USA und Taliban nehmen Friedensverhandlungen auf

Kabul und Washington bereiten faulen Kompromiß am Hindukusch vor



Als bedeutendes Datum für Afghanistan dürfte der 18. Juni 2013 in die Geschichtsbücher eingehen. An diesem Tag haben die 350.000 Mann starke afghanische Armee und Polizei von der NATO-angeführten ISAF-Truppe die Verantwortung für die Sicherheit in allen Provinzen Afghanistans übernommen.

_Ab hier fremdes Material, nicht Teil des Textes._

PR #5090, opened 2026-07-22
fix: correct Apache Derby group ID in purl generation

Ankush-Pathak:
## Description

Apache Derby jars (`derby`, `derbyshared`, `derbytools`, …) are OSGi bundles that ship **no `pom.properties`/`pom.xml`**. With no pom metadata, syft falls through to the manifest heuristic (`groupIDFromJavaManifest`), which walks `PrimaryJavaManifestGroupIDFields` and returns the first value starting with a TLD prefix. For Derby that is `Bundle-Activator: org.apache.derby.osgi.EmbeddedActivator` (`Bundle-SymbolicName: derby` is skipped because it has no TLD prefix).

The result is a wrong purl:

- before: `pkg:maven/org.apache.derby.osgi.EmbeddedActivator/derby@10.16.1.1`
- after:  `pkg:maven/org.apache.derby/derby@10.16.1.1`

Because the group ID is wrong, downstream matchers (e.g. grype's Maven/GHSA matcher, which does not use CPEs for Java by default) fail to match advisories like `GHSA-rcjc-c4pj-xxrp` / `CVE-2022-46337` (Critical), even though the jar is clearly the affected `org.apache.derby:derby`.

This adds the Derby artifacts to `DefaultArtifactIDToGroupID` so the known-package-list step (which runs before the manifest heuristic) supplies the correct group ID. All six are published under `org.apache.derby` on Maven Central.

## Validation

Built syft with this change and cataloged real Derby jars from Maven Central:

| jar | purl (after fix) | grype (default config) |
|-----|------------------|------------------------|
| `derby-10.16.1.1.jar` (vulnerable) | `pkg:maven/org.apache.derby/derby@10.16.1.1` | detects `GHSA-rcjc-c4pj-xxrp` (Critical) — previously missed |
| `derby-10.17.1.0.jar` (fixed, latest) | `pkg:maven/org.apache.derby/derby@10.17.1.0` | no findings — no false positive on the patched version |

Before the fix the purl was `pkg:maven/org.apache.derby.osgi.EmbeddedActivator/derby@…`; the stray `apache:EmbeddedActivator` / `apache:osgi` CPE candidates are also gone. For jars that do embed pom metadata the pom-based steps still take precedence, so the map entry only applies when the coordinates are otherwise unavailable.

## Type of change


Ankush-Pathak:
@wagoodman could you approve the workflows?

kzantow (approved):
LGTM, thanks 👍

Issue #585, opened 2021-10-22
sign Syft binary/container image via cosign 


developer-guy:
**What would you like to be added**:

A tool called `cosign`[^1] created and maintained by the `sigstore` [^2] community allows you to sign and verify container images. IINM `Syft` takes its releases via `GoReleaser,` luckily `cosign` is now integrated into `GoReleaser.`[^3]. Btw, there is a similar topic ongoing for the `ossf/scorecard` project too.[^4]

**Why is this needed**:

**Additional context**:
[^1]: https://github.com/sigstore/cosign
[^2]: https://sigstore.dev/
[^3]: https://carlosbecker.com/posts/goreleaser-cosign/
[^4]: https://github.com/ossf/scorecard/issues/309

cc: @luhring @wagoodman

nwl:
![](https://github.trello.services/images/mini-trello-icon.png) [Syft/Sigstore integration](https://trello.com/c/2oamyp9h/71-syft-sigstore-integration)

kzantow:
Since `syft attest` has been implemented, is there anything more to do here?

luhring:
@kzantow If I'm reading this issue right, it's not about Syft generating SBOM attestations, but rather about signing releases of Syft itself (in various form factors, e.g. the Syft binary having a signature, container images of Syft having signatures, etc.)

kzantow:
@luhring yeah -- I definitely misread the description 🤦

Stetsed:
Hey lads,

I recently stumbled across this, and noticed while setting up my own action to install Syft due to not wanting to rely on the sbom-action due to it's use of grabbing a script from main, although that discussion is going there and actually has some of the things I integrated discussed. 

However, that aside I did notice that Syft currently uses an outdated format for it's attestations, using the since deprecated certificate/signature model, instead of a bundle. Goreleaser does support the new model without any fundamental changes, as can be found in the trivy goreleaser:
```
signs:
- cmd: cosign
  signature: "${artifact}.sigstore.json"
  args:
    - "sign-blob"
    - "--bundle=${signature}"
    - "${artifact}"
    - "--yes"
  artifacts: all
  output: true
```

Just wanted to drop by and share this information incase it might be useful. I do see that you guys have introduced the old schema of attestation, so that is good as I can see it was introduced https://github.com/anchore/syft/commit/6ae5b2904d9f4e040b6e812146b4a4cfe7d36f24, so for now I am simply using that to verify, but would love to see the non-deprecated!

PR #5092, opened 2026-07-22
chore(ci): generate sigstore bundles instead of signatures and certs

scop:
## Description

Separate signatures and certificates are deprecated as of cosign 3.1.1,
refs https://github.com/sigstore/cosign/releases/tag/v3.1.1, https://github.com/sigstore/cosign/releases/tag/v3.1.2

## Type of change

## Checklist

### DIFF
--- a/.goreleaser.yaml
+++ b/.goreleaser.yaml
@@ -169,14 +169,12 @@ sboms:
 
 signs:
   - cmd: .tool/cosign
-    signature: "${artifact}.sig"
-    certificate: "${artifact}.pem"
+    signature: "${artifact}.sigstore.json"
     args:
       - "sign-blob"
       - "--use-signing-config=false"
       - "--oidc-issuer=https://token.actions.githubusercontent.com"
-      - "--output-certificate=${certificate}"
-      - "--output-signature=${signature}"
+      - "--bundle=${signature}"
       - "${artifact}"
       - "--yes"
     artifacts: checksum


wagoodman:
This needs more careful review on the impact of the install.sh verify feature also. I'll dig into this and report back what I find.

Stetsed:
> This needs more careful review on the impact of the install.sh verify feature also. I'll dig into this and report back what I find.

Hey! I just wanted to pop in here as I only recently saw this issue while scrolling through, and actually touches upon what I commented in https://github.com/anchore/syft/issues/585#issuecomment-5147575927

This will indeed require changes for the install script, the bigger problem I suspect  that due to immutable releases you will actually need to check what version it has, and if it’s a version that is post whenever this would be merged, to verify via bundle instead. Assuming that the intent would ofcourse be to actually deprecate the deprecated method. 

Because otherwise let’s say somebody tries to download vX.Y.Z which is before this, it would break because the install script in most cases(including sbom-action) is pulled from main(which has its own issues with interior mutability but I digress that’s for that repo).

So what would be needed:
1. Have a dedicated verifier function for new and the old system, which references the version of Syft being downloaded, or checks what files are available depending on how it’s implemented.
2. Generate the signatures in the new format which is implemented in this PR

For the first, this is contained inside of lines 644-656, as not only the command for checking (verify-sign, 592-615) need to be changed, but also what files it would attempt to download would need to be changed. 

Overall this would require a definitive design decision on how/if to handle the backwards compatibility. Currently as can be seen in the code it checks the version, aborting the install if attempting to install a version that doesn’t have co-sign signatures available. So I suppose expanding on this could be adding a vb or similar option, but that becomes a design choice.

Abort if version less then Y, before which no co-sign signatures where given
Allow if version between Y and X, where the now deprecated format was provided
Abort if version above X, where the new bundle format was provided

OR

Abort if version less than Y
Allow if version between Y and X, using the old format
Allow if version above X, and co-sign version above Z where bundle format is supported, using the new bundles

I do apologize if this is the wrong place to place such information, I do not often interact in this sort of way, and hope the above can be atleast somewhat helpful from my time looking into this stuff recently.

*Edit:* Edit after discussion in the developer discussion stream, seems like the way I read the install script was slightly flawed, missing the fact that it actually grabs the version belonging to the installed version. This would mean that number 1 above would *not* be needed, instead only needing to replace the new function with the old function, and the other places needing to be changed as noted above. 

The primary other change needed is to check the version of cosign, as bundle has only been supported since cosign 2.6(as noted in https://github.com/sigstore/cosign/releases/tag/v3.1.2). So what you would probally end up with:

1. Switch goreleaser to generate bundles from version X onwards
2. In the script, replace the verifier function with one that uses the bundle, and the download functions to prepare to download the bundle instead of the individual files
3. Check if cosign version is >= 2.6, if it is then check using the bundle, if it isn't then the program should exit stating that it doesn't support bundles with this version of cosign, as can be seen is also done in https://github.com/anchore/syft/blob/68da404bd7c8ac00630f322fa779fbf4b92f6deb/install.sh#L759-L765, except instead of just checking the existence of cosign, also check the version

PR #5104, opened 2026-07-25
fix(cyclonedx): preserve metadata.component name and version on decode

### LINKED ISSUE #2418: Main Component Version gets lost from CycloneDX when throwing Grype at it
**What happened**:

I have an SBOM in CycloneDX format. It contains the field metadata.component.version. When I call Grype to analyse this SBOM and output the result as CycloneDX, every single field of the original SBOM is included in the resulting document, except for metadata.component.version. (Timestamp and serial number are different, of course)

I would have expected for no field to vanish.

Go to your favourite repo.

Generate an SBOM with a component version:
```
syft . --output cyclonedx-json=./bom.cdx.json --source-version="0.1.0"
```

(Use a formatter for nice JSON output to see that the field is present)

Scan for vulnerabilities:
```
grype sbom:./bom.cdx.json --output cyclonedx-json=./vuln.cdx.json
```

The field is missing.

If this is indeed a bug and not a design choice, I am willing to attempt to take care of it. I will need some pointers though, because I have no clue where to start.

**Environment**:
- Output of `grype version`:
```
Application:         grype
Version:             0.87.0
BuildDate:           2025-01-22T20:51:16Z
GitCommit:           247f5d72abf2131aa37f3164a98495c121b29029
GitDescription:      v0.87.0
Platform:            linux/amd64
GoVersion:           go1.23.4
Compiler:            gc
Syft Version:        v1.19.0
Supported DB Schema: 5
```
```
PRETTY_NAME="Debian GNU/Linux 12 (bookworm)"
NAME="Debian GNU/Linux"
VERSION_ID="12"
VERSION="12 (bookworm)"
VERSION_CODENAME=bookworm
ID=debian
HOME_URL="https://www.debian.org/"
SUPPORT_URL="https://www.debian.org/support"
```

jatinder14:
## Summary
- `extractComponents` now always copies `metadata.component` `name`/`version` into `source.Description`
- Container and file metadata paths still populate typed `Metadata`, and containers keep `ManifestDigest` from the component version
- Adds unit coverage for application/file/container round-trip preservation

Fixes https://github.com/anchore/grype/issues/2418

Previously, decoding a CycloneDX SBOM (e.g. from `syft . --source-version=0.1.0`) dropped `metadata.component.version`, so `grype sbom:... --output cyclonedx-json` emitted an SBOM without that field.

## Test plan
- [x] `go test ./syft/format/internal/cyclonedxutil/helpers/ -run Test_extractComponents_preservesNameAndVersion`
- [ ] Manual: `syft . --output cyclonedx-json=bom.cdx.json --source-version=0.1.0` then scan with Grype cyclonedx-json output and confirm `metadata.component.version` is retained (once Grype picks up this Syft fix)

### DIFF
--- a/syft/format/cyclonedxjson/decoder_test.go
+++ b/syft/format/cyclonedxjson/decoder_test.go
@@ -1,6 +1,7 @@
 package cyclonedxjson
 
 import (
+	"bytes"
 	"fmt"
 	"io"
 	"os"
@@ -11,6 +12,7 @@ import (
 	"github.com/stretchr/testify/assert"
 	"github.com/stretchr/testify/require"
 
+	"github.com/anchore/syft/syft/format/internal/testutil"
 	"github.com/anchore/syft/syft/sbom"
 )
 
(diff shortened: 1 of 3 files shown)


spiffcs (commented):
👋 Thanks for the PR @jatinder14

I pushed a few changes to the tests and added a couple cases that cover the new default path where we assert that name/version/supplier all flow through and are not dropped.

I'll wait for CI to pass here and then 🟢 or ask someone on @anchore/tools for a second pair of 👀.

PR #5106, opened 2026-07-26
fix(swift): guard slice access when pod entry has no version in Podfile.lock parser

AruneshDwivedi:
When parsing Podfile.lock entries, the pod string is split by spaces to extract name and version. A pod specified without a version caused an index-out-of-bounds panic on splits[1]. Added bounds check before accessing the version field.

Used AI to help identify and draft this fix — reviewed and tested before submitting.


wagoodman:
Thanks for the contribution -- can you add unit tests to show this is behaving as you'd expect?

CAOShurong (commented):
The fix correctly prevents a panic on malformed podfile.lock entries where a pod reference lacks a space-separated version (e.g. a bare pod name). The bounds checks are straightforward and preserve existing behavior for well-formed entries.

One minor observation: the \len(splits) < 1\ check on line 50 is unreachable since \strings.Split\ always returns at least one element (even for an empty input string). It could be removed without affecting correctness, but leaving it doesn't hurt.

PR #5107, opened 2026-07-26
fix(apkdb): Increase buffer size if an overly long field occurs in an ApkDB record

### LINKED ISSUE #5094: apk-db-cataloger silently drops the entire APK catalog when one installed-DB field exceeds 64 KB
**TL:DR**

`parseApkDB` [uses](https://github.com/anchore/syft/blob/c890e7f17f8db638d3f1558bf087b4cb2f3c2aad/syft/pkg/cataloger/alpine/parse_apk_db.go#L40) `bufio.Scanner` to read `/lib/apk/db/installed`.

However, by default, the scanner has a 64KB per-line limit. A single field longer than 64KB (in this case a large `p:`/provides line) causes [`scanner.Scan()`](https://github.com/anchore/syft/blob/c890e7f17f8db638d3f1558bf087b4cb2f3c2aad/syft/pkg/cataloger/alpine/parse_apk_db.go#L64) to stop with `bufio.ErrTooLong`.

This causes the function to [return `nil,nil,err`](https://github.com/anchore/syft/blob/c890e7f17f8db638d3f1558bf087b4cb2f3c2aad/syft/pkg/cataloger/alpine/parse_apk_db.go#L112) discarding any package that had already been successfully parsed.

Syft then seems to fall back to to ELF detection, so any package without a qualifying note (in my example, an APK shipping a Go package) silently disappears from the SBOM.

`syft` should still surface the catalogue of detected packages and/or be noisy about the parsing issue.  Ideally, all of the packages would be returned.

The image this was found with isn't public, but the following repro can be used

`create_sbom.py`:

An der feierlichen Zeremonie nahmen in Kabul Afghanistans Präsident Hamid Karsai und der NATO-Generalsekretär Anders Fogh Rasmussen teil. Am selben Tag gaben die USA und die Taliban die Aufnahme direkter Friedensverhandlungen bekannt. Eine entsprechende Erklärung wurde bei der offiziellen Eröffnung eines Verbindungsbüros der Taliban in Katar veröffentlicht. Über den Durchbruch bei den Annäherungsgesprächen mit den Männern um Mullah Mohammed Omar hat US-Präsident Barack Obama die anderen Regierungschefs beim G8-Gipfel im nordwestirischen Enniskillen praktisch zeitgleich in Kenntnis gesetzt.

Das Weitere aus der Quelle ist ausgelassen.